» Work instructions
Which lines in the listing below contain "opened"? Copy each of them.

☆ ☆ ☆ ☆

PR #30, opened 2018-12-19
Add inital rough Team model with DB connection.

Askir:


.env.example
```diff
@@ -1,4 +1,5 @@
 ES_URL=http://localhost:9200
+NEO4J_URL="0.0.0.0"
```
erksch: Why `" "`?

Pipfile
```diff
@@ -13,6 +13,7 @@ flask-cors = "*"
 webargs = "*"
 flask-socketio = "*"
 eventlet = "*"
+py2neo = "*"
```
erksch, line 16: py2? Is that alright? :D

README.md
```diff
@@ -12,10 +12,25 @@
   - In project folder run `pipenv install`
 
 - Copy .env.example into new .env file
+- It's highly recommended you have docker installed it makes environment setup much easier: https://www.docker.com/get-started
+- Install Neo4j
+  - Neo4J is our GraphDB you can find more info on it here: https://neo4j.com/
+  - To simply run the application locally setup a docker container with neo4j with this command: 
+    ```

☆ ☆ ☆ ☆

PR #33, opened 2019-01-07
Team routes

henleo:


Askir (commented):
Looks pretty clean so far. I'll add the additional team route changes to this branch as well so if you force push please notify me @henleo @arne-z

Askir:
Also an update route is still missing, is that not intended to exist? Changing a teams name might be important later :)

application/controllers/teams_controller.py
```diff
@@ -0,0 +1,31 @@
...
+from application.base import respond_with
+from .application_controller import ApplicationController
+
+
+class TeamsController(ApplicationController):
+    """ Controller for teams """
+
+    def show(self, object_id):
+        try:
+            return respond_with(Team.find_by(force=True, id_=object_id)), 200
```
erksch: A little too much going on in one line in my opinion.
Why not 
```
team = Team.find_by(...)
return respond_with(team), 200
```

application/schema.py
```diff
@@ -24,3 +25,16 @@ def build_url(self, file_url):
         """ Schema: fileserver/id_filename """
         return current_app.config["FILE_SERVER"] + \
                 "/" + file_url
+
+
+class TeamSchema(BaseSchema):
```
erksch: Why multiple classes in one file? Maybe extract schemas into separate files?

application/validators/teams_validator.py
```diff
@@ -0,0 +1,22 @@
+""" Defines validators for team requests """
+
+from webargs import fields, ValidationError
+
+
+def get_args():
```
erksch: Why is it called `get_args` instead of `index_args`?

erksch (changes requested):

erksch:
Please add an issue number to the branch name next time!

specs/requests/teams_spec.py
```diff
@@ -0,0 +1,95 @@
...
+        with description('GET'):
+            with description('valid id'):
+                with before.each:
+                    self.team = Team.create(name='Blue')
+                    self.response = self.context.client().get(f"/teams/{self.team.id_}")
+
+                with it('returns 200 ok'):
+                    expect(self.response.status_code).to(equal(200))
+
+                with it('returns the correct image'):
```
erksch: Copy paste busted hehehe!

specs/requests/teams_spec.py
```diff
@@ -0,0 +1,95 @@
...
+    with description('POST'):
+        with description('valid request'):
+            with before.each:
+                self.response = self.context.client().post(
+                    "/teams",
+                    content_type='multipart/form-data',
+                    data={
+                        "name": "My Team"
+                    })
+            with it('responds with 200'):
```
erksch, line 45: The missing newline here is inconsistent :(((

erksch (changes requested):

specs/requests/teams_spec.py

☆ ☆ ☆ ☆

» Answer to the problem
PR #30, opened 2018-12-19
PR #33, opened 2019-01-07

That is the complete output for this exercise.